[Source data]
"""
PR #20230, opened 2025-10-29
Remove unused method TChain::Loop

vepadulano:
Following up on this comment https://github.com/root-project/root/pull/20222#issuecomment-3462646223

### DIFF
--- a/tree/tree/inc/TChain.h
+++ b/tree/tree/inc/TChain.h
@@ -127,8 +127,7 @@ public:
    bool      InPlaceClone(TDirectory *newdirectory, const char *options = "") override;
    Int_t     LoadBaskets(Long64_t maxmemory) override;
    Long64_t  LoadTree(Long64_t entry) override;
-           void      Lookup(bool force = false);
-   virtual void      Loop(Option_t *option="", Long64_t nentries=kMaxEntries, Long64_t firstentry=0); // *MENU*
+   void      Lookup(bool force = false);
    void      ls(Option_t *option="") const override;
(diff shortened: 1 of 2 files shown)


tree/tree/src/TChain.cxx
```diff
@@ -1807,45 +1807,9 @@ void TChain::Lookup(bool force)
 ////////////////////////////////////////////////////////////////////////////////
 /// Loop on nentries of this chain starting at firstentry.  (NOT IMPLEMENTED)
 
-void TChain::Loop(Option_t* option, Long64_t nentries, Long64_t firstentry)
+void TChain::Loop(Option_t *, Long64_t, Long64_t)
```
pcanal: I think we can safely remove this routine altogether.  Its `TTree` sibling was removed 22 years ago: 5621165b06fd8a2bbffbe22009b9e66dd522d81b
"""
## Instructions for the task:
The records above are to be transcribed exactly and completely.

## Your response:
PR #20230, opened 2025-10-29
Remove unused method TChain::Loop

vepadulano:
Following up on this comment https://github.com/root-project/root/pull/20222#issuecomment-3462646223

### DIFF
--- a/tree/tree/inc/TChain.h
+++ b/tree/tree/inc/TChain.h
@@ -127,8 +127,7 @@ public:
    bool      InPlaceClone(TDirectory *newdirectory, const char *options = "") override;
    Int_t     LoadBaskets(Long64_t maxmemory) override;
    Long64_t  LoadTree(Long64_t entry) override;
-           void      Lookup(bool force = false);
-   virtual void      Loop(Option_t *option="", Long64_t nentries=kMaxEntries, Long64_t firstentry=0); // *MENU*
+   void      Lookup(bool force = false);
    void      ls(Option_t *option="") const override;
(diff shortened: 1 of 2 files shown)


tree/tree/src/TChain.cxx
```diff
@@ -1807,45 +1807,9 @@ void TChain::Lookup(bool force)
 ////////////////////////////////////////////////////////////////////////////////
 /// Loop on nentries of this chain starting at firstentry.  (NOT IMPLEMENTED)
 
-void TChain::Loop(Option_t* option, Long64_t nentries, Long64_t firstentry)
+void TChain::Loop(Option_t *, Long64_t, Long64_t)
```
pcanal: I think we can safely remove this routine altogether.  Its `TTree` sibling was removed 22 years ago: 5621165b06fd8a2bbffbe22009b9e66dd522d81b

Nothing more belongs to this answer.